◆ **TASK DIRECTIONS**: From the first line of the records through the line containing "len(launch.BOM) > 0", retype every line exactly and nothing else.

◆ **SUPPLIED MATERIAL**:
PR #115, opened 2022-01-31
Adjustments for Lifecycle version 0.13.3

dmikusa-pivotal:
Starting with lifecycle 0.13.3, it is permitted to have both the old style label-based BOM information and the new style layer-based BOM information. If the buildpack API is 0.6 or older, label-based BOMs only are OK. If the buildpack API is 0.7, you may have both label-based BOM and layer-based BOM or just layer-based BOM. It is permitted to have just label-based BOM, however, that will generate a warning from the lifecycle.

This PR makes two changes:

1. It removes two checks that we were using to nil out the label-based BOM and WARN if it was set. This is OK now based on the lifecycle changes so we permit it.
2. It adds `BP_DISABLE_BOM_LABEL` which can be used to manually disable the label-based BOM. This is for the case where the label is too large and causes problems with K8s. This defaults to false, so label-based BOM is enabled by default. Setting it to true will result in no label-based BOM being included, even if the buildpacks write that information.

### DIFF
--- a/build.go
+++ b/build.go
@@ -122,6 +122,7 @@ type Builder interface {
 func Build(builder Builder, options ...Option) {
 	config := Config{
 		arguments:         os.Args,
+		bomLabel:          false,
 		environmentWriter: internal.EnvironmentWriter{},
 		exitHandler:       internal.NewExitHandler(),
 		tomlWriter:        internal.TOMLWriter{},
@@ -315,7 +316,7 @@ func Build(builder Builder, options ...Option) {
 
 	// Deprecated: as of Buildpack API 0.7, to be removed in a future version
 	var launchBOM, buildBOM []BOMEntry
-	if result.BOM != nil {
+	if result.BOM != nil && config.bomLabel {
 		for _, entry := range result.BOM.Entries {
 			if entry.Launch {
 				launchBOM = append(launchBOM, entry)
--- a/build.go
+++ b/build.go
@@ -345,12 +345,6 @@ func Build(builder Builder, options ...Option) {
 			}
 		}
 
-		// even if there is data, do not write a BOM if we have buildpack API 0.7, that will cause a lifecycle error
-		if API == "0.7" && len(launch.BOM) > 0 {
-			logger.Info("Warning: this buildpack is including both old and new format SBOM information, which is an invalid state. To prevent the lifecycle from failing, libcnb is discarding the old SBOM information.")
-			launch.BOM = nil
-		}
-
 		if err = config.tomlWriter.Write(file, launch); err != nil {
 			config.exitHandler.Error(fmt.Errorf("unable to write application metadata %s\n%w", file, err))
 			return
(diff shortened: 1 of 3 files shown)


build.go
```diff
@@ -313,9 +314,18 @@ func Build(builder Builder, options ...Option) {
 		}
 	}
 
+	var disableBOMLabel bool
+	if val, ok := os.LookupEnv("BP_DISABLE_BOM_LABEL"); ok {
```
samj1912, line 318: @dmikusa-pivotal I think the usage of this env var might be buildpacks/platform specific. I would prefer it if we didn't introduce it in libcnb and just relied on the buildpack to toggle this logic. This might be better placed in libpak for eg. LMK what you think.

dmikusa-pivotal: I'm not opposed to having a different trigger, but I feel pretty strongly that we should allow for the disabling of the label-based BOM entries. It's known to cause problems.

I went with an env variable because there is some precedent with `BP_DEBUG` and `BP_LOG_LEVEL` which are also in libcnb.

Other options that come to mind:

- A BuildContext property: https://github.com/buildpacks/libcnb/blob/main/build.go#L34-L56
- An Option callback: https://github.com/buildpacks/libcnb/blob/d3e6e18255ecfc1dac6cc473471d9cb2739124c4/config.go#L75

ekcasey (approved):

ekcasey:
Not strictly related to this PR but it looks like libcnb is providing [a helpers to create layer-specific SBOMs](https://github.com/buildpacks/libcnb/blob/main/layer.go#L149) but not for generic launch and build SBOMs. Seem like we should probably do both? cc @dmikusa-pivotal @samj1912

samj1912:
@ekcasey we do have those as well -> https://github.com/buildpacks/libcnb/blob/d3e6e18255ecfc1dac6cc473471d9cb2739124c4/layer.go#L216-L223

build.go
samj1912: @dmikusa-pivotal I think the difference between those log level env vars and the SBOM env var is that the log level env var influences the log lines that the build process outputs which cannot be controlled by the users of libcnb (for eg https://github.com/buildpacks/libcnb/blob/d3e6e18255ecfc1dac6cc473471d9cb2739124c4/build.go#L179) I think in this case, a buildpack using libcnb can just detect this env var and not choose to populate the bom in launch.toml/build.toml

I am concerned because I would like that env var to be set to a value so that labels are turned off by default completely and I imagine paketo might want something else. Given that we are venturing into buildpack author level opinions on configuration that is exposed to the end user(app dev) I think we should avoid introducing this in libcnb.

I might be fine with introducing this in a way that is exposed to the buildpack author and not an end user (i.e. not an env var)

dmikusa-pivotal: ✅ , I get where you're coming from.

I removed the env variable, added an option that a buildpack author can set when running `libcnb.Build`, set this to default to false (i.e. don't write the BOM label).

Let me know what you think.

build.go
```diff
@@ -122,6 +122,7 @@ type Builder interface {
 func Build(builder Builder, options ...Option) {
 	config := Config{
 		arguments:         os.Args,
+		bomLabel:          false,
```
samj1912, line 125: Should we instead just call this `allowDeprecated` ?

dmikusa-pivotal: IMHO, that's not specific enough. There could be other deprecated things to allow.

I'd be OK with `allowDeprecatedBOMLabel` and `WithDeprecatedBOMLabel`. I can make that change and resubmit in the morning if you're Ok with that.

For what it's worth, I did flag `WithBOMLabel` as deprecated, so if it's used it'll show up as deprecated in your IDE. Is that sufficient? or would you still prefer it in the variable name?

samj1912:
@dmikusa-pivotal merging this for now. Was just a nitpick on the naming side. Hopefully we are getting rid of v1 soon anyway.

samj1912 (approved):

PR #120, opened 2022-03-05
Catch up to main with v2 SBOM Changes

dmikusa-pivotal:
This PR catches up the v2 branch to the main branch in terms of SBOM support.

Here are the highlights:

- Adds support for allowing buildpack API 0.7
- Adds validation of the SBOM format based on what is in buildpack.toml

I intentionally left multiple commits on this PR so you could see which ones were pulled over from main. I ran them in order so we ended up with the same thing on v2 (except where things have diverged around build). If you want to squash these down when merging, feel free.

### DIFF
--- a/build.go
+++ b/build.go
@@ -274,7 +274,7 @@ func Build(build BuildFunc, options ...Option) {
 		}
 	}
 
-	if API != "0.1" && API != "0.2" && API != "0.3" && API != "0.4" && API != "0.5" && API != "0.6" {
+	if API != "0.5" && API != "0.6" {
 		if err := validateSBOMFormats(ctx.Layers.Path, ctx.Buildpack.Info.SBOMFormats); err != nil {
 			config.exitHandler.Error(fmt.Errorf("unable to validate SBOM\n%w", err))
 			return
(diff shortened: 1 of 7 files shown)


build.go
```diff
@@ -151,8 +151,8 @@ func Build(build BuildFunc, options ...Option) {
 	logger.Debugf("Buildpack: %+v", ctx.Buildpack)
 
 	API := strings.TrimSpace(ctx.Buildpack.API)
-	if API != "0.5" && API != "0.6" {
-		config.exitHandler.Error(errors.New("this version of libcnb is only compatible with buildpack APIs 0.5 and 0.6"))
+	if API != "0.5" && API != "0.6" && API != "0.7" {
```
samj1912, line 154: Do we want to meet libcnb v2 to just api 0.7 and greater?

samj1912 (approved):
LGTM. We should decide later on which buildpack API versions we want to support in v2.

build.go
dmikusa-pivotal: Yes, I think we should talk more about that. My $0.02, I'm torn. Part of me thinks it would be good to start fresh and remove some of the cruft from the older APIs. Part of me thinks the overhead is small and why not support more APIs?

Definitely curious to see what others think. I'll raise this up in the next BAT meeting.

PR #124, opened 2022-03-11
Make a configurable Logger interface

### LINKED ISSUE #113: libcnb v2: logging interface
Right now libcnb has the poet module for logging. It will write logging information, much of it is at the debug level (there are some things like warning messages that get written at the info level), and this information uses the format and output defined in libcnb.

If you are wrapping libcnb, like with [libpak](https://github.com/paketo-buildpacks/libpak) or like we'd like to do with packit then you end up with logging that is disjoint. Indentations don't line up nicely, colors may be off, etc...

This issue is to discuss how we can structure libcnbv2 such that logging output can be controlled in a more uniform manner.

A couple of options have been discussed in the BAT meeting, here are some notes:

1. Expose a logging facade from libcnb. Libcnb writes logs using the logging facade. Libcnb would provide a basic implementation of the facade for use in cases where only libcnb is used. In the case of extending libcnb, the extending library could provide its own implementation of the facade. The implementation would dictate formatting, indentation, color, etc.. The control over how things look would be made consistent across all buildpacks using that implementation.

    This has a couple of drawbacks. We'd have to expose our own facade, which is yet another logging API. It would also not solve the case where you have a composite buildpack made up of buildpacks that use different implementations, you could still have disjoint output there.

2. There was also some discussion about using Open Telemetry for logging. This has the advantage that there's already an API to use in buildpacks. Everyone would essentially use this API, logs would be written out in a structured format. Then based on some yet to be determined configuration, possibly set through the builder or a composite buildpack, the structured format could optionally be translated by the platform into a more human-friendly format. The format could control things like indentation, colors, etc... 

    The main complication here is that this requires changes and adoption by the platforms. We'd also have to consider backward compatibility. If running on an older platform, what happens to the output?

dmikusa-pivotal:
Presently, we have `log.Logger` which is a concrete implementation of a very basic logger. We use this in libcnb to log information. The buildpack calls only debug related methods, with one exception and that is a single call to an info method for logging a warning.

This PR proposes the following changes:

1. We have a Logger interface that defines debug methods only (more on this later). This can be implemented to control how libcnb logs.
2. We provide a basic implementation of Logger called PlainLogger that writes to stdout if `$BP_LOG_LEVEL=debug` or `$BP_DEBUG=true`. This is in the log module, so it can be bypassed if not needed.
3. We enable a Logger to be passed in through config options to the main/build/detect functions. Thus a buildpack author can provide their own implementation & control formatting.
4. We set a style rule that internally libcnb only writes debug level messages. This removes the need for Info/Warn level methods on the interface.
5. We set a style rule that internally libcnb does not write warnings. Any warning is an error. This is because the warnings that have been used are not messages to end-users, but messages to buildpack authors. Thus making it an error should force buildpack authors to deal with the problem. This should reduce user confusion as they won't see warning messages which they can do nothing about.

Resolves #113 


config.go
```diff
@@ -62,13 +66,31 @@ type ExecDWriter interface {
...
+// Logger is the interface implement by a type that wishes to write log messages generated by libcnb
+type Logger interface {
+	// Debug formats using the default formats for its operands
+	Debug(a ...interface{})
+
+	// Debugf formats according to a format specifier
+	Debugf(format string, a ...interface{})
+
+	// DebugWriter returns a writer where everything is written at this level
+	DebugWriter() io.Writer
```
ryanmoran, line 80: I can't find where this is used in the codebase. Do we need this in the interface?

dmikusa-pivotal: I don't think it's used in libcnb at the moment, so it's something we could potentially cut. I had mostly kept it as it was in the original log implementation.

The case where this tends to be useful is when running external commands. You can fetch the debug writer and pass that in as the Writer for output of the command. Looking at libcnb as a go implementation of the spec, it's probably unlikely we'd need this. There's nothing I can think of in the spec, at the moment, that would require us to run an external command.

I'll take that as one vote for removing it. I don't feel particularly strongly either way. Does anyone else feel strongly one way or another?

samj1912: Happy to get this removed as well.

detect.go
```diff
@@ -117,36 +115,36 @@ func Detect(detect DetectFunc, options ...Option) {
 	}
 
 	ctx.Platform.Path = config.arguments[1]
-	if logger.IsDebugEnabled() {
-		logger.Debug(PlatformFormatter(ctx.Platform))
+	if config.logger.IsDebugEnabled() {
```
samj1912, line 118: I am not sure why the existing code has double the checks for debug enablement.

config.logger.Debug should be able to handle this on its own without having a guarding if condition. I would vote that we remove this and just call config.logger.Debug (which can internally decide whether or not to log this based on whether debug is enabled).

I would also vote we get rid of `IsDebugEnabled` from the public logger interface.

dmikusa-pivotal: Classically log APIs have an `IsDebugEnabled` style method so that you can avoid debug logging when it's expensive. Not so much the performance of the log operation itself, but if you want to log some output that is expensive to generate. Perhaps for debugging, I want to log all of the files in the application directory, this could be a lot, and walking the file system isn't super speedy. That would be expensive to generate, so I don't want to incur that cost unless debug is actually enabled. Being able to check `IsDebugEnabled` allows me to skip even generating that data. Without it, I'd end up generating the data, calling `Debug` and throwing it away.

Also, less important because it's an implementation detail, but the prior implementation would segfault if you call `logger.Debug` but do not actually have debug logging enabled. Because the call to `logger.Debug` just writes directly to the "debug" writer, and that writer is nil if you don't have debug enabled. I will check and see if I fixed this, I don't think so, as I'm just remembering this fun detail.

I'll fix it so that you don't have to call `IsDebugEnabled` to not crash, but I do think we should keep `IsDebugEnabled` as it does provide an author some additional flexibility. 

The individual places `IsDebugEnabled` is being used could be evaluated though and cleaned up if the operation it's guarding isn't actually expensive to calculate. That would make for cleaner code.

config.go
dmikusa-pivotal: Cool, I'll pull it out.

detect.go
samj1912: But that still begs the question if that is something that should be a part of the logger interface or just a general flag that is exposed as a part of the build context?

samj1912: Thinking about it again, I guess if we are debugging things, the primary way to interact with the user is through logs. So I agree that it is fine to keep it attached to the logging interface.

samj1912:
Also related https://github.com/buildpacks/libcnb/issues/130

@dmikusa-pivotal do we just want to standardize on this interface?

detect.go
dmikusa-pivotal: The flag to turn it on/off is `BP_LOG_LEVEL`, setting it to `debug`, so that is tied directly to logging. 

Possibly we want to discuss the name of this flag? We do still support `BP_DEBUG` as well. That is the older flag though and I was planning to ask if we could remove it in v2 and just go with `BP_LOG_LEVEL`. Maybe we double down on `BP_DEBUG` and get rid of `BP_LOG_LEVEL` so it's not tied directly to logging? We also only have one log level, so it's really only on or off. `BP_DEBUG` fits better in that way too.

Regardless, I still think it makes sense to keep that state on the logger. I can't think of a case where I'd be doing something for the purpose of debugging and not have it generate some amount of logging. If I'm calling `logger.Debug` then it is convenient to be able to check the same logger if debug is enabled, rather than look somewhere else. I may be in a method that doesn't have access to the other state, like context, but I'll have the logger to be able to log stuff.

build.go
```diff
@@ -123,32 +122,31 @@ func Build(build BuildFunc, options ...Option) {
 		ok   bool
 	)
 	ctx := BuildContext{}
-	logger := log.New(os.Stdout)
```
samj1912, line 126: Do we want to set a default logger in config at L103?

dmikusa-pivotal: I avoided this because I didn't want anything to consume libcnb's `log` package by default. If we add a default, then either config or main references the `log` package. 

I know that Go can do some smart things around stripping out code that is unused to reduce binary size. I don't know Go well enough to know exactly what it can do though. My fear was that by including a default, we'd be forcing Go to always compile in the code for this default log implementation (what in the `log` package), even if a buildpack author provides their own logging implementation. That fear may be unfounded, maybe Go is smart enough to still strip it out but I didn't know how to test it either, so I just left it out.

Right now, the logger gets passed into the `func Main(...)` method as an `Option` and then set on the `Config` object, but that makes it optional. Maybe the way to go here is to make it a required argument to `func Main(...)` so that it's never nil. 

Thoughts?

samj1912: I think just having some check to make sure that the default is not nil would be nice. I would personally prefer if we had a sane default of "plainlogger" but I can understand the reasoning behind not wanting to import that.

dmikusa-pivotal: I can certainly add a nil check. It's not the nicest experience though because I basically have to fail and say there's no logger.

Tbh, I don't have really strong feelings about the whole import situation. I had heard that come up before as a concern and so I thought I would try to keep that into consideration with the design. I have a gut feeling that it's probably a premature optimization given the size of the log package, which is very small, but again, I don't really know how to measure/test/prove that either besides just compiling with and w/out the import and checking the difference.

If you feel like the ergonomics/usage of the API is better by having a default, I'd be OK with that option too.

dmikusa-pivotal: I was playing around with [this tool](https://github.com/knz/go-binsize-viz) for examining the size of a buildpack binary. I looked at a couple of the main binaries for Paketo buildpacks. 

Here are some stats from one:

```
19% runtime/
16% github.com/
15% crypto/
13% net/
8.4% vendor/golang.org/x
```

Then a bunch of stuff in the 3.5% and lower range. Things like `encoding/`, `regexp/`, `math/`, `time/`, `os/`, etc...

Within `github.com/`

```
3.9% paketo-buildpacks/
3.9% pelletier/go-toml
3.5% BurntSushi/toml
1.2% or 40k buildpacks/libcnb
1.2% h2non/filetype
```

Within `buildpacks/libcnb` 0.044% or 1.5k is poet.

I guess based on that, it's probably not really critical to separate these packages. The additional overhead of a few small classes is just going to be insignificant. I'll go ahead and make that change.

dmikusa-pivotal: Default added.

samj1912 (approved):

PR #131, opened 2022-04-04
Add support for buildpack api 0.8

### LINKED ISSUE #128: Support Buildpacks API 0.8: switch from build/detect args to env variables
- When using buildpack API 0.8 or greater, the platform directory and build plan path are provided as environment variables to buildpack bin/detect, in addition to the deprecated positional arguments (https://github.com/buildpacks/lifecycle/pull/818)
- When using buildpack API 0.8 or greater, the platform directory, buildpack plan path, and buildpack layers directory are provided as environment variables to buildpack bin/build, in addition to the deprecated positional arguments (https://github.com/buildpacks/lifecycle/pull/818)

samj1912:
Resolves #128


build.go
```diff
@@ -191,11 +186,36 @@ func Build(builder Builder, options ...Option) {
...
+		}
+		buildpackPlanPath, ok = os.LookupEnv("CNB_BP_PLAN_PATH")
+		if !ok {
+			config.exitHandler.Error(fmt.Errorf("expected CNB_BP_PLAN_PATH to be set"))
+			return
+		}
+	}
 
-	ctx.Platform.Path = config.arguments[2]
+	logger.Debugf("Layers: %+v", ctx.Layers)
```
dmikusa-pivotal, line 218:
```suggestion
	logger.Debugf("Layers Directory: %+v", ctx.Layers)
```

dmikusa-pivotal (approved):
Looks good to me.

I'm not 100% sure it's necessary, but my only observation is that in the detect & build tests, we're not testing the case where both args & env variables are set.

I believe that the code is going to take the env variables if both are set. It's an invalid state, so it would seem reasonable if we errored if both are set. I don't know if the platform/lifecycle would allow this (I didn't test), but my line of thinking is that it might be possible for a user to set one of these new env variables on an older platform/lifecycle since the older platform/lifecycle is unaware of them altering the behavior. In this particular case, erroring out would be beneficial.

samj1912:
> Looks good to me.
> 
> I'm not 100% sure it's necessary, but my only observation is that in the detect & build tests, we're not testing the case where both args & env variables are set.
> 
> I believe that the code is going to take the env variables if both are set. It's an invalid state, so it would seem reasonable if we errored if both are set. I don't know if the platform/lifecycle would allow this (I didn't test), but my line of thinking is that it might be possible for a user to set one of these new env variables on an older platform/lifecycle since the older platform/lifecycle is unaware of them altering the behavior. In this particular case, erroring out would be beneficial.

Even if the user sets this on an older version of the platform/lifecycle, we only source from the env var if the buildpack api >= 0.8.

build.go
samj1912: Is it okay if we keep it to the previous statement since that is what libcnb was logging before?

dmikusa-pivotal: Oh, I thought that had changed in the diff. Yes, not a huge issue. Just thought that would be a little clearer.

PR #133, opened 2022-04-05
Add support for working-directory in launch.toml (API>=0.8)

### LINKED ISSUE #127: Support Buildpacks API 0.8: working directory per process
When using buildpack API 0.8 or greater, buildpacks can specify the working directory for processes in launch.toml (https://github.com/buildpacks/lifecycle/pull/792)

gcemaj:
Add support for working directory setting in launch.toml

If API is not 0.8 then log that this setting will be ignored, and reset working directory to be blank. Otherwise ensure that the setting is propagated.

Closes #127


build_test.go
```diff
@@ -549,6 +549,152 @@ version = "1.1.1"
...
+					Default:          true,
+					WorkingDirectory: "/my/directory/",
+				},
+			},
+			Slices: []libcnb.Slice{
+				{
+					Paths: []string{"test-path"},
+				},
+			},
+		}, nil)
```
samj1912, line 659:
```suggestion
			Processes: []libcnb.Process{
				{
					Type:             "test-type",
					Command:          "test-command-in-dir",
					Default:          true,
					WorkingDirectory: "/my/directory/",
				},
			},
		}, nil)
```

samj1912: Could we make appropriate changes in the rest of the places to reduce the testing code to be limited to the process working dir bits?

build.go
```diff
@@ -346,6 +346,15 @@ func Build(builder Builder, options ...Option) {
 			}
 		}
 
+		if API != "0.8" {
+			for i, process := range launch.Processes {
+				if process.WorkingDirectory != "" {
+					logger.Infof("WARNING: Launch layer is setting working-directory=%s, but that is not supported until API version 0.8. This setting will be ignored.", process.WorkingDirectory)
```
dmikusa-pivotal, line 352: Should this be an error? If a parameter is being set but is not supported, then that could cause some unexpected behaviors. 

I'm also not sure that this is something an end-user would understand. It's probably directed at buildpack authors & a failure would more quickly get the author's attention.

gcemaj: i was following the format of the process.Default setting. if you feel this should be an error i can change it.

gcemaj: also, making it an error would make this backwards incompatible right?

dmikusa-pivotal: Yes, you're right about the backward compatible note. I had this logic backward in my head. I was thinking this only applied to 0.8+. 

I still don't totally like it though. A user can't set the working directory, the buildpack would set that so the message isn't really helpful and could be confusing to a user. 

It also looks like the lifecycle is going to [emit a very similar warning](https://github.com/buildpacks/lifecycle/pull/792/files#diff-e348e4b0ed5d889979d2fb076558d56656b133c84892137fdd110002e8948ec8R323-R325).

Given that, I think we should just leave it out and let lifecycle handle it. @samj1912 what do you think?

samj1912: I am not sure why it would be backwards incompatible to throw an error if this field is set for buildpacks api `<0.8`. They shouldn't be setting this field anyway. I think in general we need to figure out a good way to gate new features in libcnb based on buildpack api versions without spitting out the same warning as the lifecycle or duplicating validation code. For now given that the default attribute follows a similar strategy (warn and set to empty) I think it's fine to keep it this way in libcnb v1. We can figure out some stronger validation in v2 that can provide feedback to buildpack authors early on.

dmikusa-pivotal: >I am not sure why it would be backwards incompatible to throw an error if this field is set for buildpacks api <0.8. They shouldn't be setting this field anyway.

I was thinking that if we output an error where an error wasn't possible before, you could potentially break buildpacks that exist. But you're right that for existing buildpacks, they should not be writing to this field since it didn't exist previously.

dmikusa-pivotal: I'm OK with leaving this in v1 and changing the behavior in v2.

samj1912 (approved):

◆ **RESPONSE AREA**:
PR #115, opened 2022-01-31
Adjustments for Lifecycle version 0.13.3

dmikusa-pivotal:
Starting with lifecycle 0.13.3, it is permitted to have both the old style label-based BOM information and the new style layer-based BOM information. If the buildpack API is 0.6 or older, label-based BOMs only are OK. If the buildpack API is 0.7, you may have both label-based BOM and layer-based BOM or just layer-based BOM. It is permitted to have just label-based BOM, however, that will generate a warning from the lifecycle.

This PR makes two changes:

1. It removes two checks that we were using to nil out the label-based BOM and WARN if it was set. This is OK now based on the lifecycle changes so we permit it.
2. It adds `BP_DISABLE_BOM_LABEL` which can be used to manually disable the label-based BOM. This is for the case where the label is too large and causes problems with K8s. This defaults to false, so label-based BOM is enabled by default. Setting it to true will result in no label-based BOM being included, even if the buildpacks write that information.

### DIFF
--- a/build.go
+++ b/build.go
@@ -122,6 +122,7 @@ type Builder interface {
 func Build(builder Builder, options ...Option) {
 	config := Config{
 		arguments:         os.Args,
+		bomLabel:          false,
 		environmentWriter: internal.EnvironmentWriter{},
 		exitHandler:       internal.NewExitHandler(),
 		tomlWriter:        internal.TOMLWriter{},
@@ -315,7 +316,7 @@ func Build(builder Builder, options ...Option) {
 
 	// Deprecated: as of Buildpack API 0.7, to be removed in a future version
 	var launchBOM, buildBOM []BOMEntry
-	if result.BOM != nil {
+	if result.BOM != nil && config.bomLabel {
 		for _, entry := range result.BOM.Entries {
 			if entry.Launch {
 				launchBOM = append(launchBOM, entry)
--- a/build.go
+++ b/build.go
@@ -345,12 +345,6 @@ func Build(builder Builder, options ...Option) {
 			}
 		}
 
-		// even if there is data, do not write a BOM if we have buildpack API 0.7, that will cause a lifecycle error
-		if API == "0.7" && len(launch.BOM) > 0 {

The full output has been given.